One of the hallmark advantages of microfluidic devices is the precise control of fluid flow. However, this requires fabrication of small features with precise dimensions, which can be a limitation associated with certain 3D printing approaches. We have demonstrated this contrast in the fabrication of a fluid mixing chip, which, for example, may be used to supply two different signaling molecules or a gradient of a single input to different hydrogel constructs simultaneously.

It is important to note that the resolution which is achievable in unibody microfluidic chips printed on the Form1+ desktop 3D printer serves as a limitation on the complexity of the microfluidic channels which may be printed. For example, introducing turns or smaller features (such as the herringbone features) into the channel of the unibody chip shown in figure 4(a) results in channels that cannot be washed, which is likely due to over-curing of the photoreactive resin by the laser used by the Form1+. Though the fabrication using the high-resolution Object30 Prime requires the use of solid support material (in contrast to the liquid resin used by the Form1+) and therefore additional cleaning and bonding steps, the high resolution is necessary in order to print small features such as herringbones. The effectiveness of the fine 3D-printed herringbone structures at achieving fluid mixing (shown in figure 4) demonstrates the ability of the high-resolution 3D printers to fabricate these features for more precise control over fluid flow. Future improvements to 3D printing technology can further enable fabrication of finer and more precise features into 3D-printed devices, further adding to the capabilities of microfluidic platforms in terms of generating desirable fluid flow regimes.

The cell viability and proliferation results shown in figure 5 demonstrate that the resin materials used are biocompatible over 5–7 days of incubation under flow conditions. This analysis also demonstrates the use of two common fluorescence microscopy-based biological assays, including the use of intracytoplasmic nanocrystals to track cells through several generations and a live/dead fluorescent reagent kit to quantify cell viability at an endpoint.

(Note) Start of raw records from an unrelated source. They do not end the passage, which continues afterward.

PR #1206, opened 2021-05-07
Doc improvements

astrojuanlu:
Several documentation improvements.


docs/source/history.md
```diff
@@ -0,0 +1,36 @@
...
+
+## Future ideas
+
+These are some things that I would love to implement in poliastro to
+expand its capabilities:
+
+- 3D plotting of orbits
+- Continuous thrust maneuvers
+- Tisserand graphs
+- Porkchop plots
```
DhruvSondhi, line 24: Some of these have been implemented in the library ... I think so that we should update it with some newer features that can be added like animated plots, newer atmospheric models, & other complex orbital mechanic related things

DhruvSondhi (commented):
These are some changes that can be made :)

docs/source/history.md
astrojuanlu: Oh, good catch!

DhruvSondhi:
@astrojuanlu another thing that can be done ... Can you please move the `Jacchia` Atmospheric Model to `earth/atmosphere` folder? ... I was thinking of doing it but this can be done here if it doesn't hinder progress, would make much more sense keeping all the atmospheric models together 🤔

Issue #1240, opened 2021-06-01
Smarter initial estimates of eccentric and hyperbolic anomaly?


Yash-10:
💡 **Feature request**
It deals with the calculation of eccentric and hyperbolic anomaly from the mean anomaly using the newton-raphson iteration method. Specifically, the [`M_to_E`](https://github.com/poliastro/poliastro/blob/main/src/poliastro/core/angles.py#L262) and [`M_to_F`](https://github.com/poliastro/poliastro/blob/main/src/poliastro/core/angles.py#L294) in `core/angles.py`.

The "feature request" comes from a section in "Fundamentals of Astrodynamics and Applications" by Vallado under the section "Hybrid solutions" in chapter 2.

![hybrid](https://user-images.githubusercontent.com/68844397/120311911-b38bed00-c2f5-11eb-984f-647f68706236.png)

Barring the case of parabolic motion (since the values can be determined deterministically using the cubic equation already), the section states that by using a slightly smarter initial guess for the eccentric and hyperbolic anomaly for elliptic and hyperbolic motion, the computation time can be decreased by ~15%. Algorithm 2 and 4 in the book provides the algorithm for it.

**Further points**
- The functions are jitted and using the `timeit` module gives the following rough analysis:

Note: the below "no. of iterations" are the no. of times both the implementations are run using `timeit` and not the no. of iterations for the newton-raphson method.

    - For 1000 iterations, there is ~0.26 s time improvement.
    - For 10000 iterations, there is ~2.62 s time improvement.
    - For 100000 iterations, there is ~26.08 s improvement.

Summarizing it in a graph:

![image](https://user-images.githubusercontent.com/68844397/120313601-d9b28c80-c2f7-11eb-958a-23918ccbd4b5.png)

A starter implementation can be seen [here](https://github.com/Yash-10/poliastro/commit/7ca4d7e298cdf59e6e07c094b5d7ab2e7c6d7001). Important to note, the linked implementation yields a slight mismatch for the hyperbolic case but works perfectly fine for the elliptical case. Maybe it has to do with the no. of iterations in the newton method.

**Benefits**
This results in a micro-improvement (even if the functions were already jitted) in terms of execution time.

I would love to get any thoughts on this.

Thanks!

jorgepiloto:
Hi @Yash-10. I reviewed your code, and it matches Vallado's one. Could you please develop more about those differences within the Hyperbolic case? I checked that your implementation passes all current tests related with angle computations.

[...]

PR #1247, opened 2021-06-11
Slightly faster method for newton iteration in `E` and `H` calculation

Yash-10:
Hello, as per #1240, this is an attempt to slightly make the computation faster (even thought both functions were already jitted).

Thanks!

### DIFF
--- a/src/poliastro/core/angles.py
+++ b/src/poliastro/core/angles.py
@@ -310,7 +310,7 @@ def M_to_F(M, ecc):
     This uses a Newton iteration on the hyperbolic Kepler equation.
 
     """
-    if ecc < 1.25:
+    if ecc < 1.6:
         if -np.pi < M < 0 or np.pi < M:
             F0 = M - ecc
         else:
--- a/src/poliastro/core/angles.py
+++ b/src/poliastro/core/angles.py
@@ -281,11 +281,10 @@ def M_to_E(M, ecc):
     This uses a Newton iteration on the Kepler equation.
 
     """
-    assert -np.pi <= M <= np.pi
-    if ecc < 0.8:
-        E0 = M
+    if -np.pi < M < 0 or M > np.pi:
+        E0 = M - ecc
     else:
-        E0 = np.pi * np.sign(M)
+        E0 = M + ecc
     E = newton("elliptic", E0, args=(M, ecc))
     return E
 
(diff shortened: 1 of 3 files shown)


Yash-10:
As was seen locally, there are slight mismatches. The eccentricity conditions in the hyperbolic case might need to be investigated...

src/poliastro/core/angles.py
```diff
@@ -311,7 +310,16 @@ def M_to_F(M, ecc):
     This uses a Newton iteration on the hyperbolic Kepler equation.
 
     """
-    F0 = np.arcsinh(M / ecc)
+    if ecc < 1.25:
+        if -np.pi < M < 0 or M > np.pi:
```
astrojuanlu, line 314: My recommendation: "Always use less-than" https://thehardcorecoder.com/2014/03/05/always-use-less-than/ :)

astrojuanlu:
> although of magntiude ~1e-20 or lower

Where exactly was this error appearing? I think it should be acceptable to adapt the test accordingly

Also, could you show a comparison of speed or number of iterations before and after?

src/poliastro/core/angles.py
Yash-10: Thanks! That's interesting to know :)

Yash-10:
> Also, could you show a comparison of speed or number of iterations before and after?

I haven't changed the number of iterations for the newton iteration. For speed improvements, there's a slight improvement. I had done an analysis in #1240 for discussion. Maybe that would give an idea?


> The functions are jitted and using the timeit module gives the following rough analysis:
Note: the below "no. of iterations" are the no. of times both the implementations are run using timeit and not the no. of iterations for the newton-raphson method.

> - For 1000 iterations, there is ~0.26 s time improvement.
> - For 10000 iterations, there is ~2.62 s time improvement.
> - For 100000 iterations, there is ~26.08 s improvement.
> Summarizing it in a graph:

> image

Yash-10:
As you say, we could make the implementation look exactly like Vallado's (i.e. change the eccentricty condition to < 1.6 in the hyperbolic case) and modify the tests to prevent any minor errors.

astrojuanlu:
Yes, let's do it!

astrojuanlu (approved):
Thanks @Yash-10 !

With the fabrication techniques demonstrated here, due to the printing resolution, the lower limit on channel size is around 500 μm. Though this may be considered a limitation in terms of precise control over fluid flow regimes, the size scale consideration positions the device as a mesoscale cell culture platform. Considering that cell size is generally on the order of 10 μm in diameter, the microfluidic device presented here is well-suited to study higher order cell organization and cell–cell interactions in bulk tissues.

It should be noted that the optical transparency of the 3D-printed resin for SLA is significantly lower than that of glass slides and PDMS, but still allows for fluorescence imaging as shown here. The UV blocking properties of the SLA photoreactive resin results in low transmission of lower wavelengths (toward the UV range), negatively impacting the ability to image blue and violet fluorophores but allowing imaging of higher wavelength red and green fluorophores. However, the polyjet resin did not exhibit the same challenge. The optical transparency of the chips and imaging capabilities were significantly improved by the polishing process to reduce surface imperfections and by the mineral oil coating, which has an index of refraction closer to that of the resin than water [10].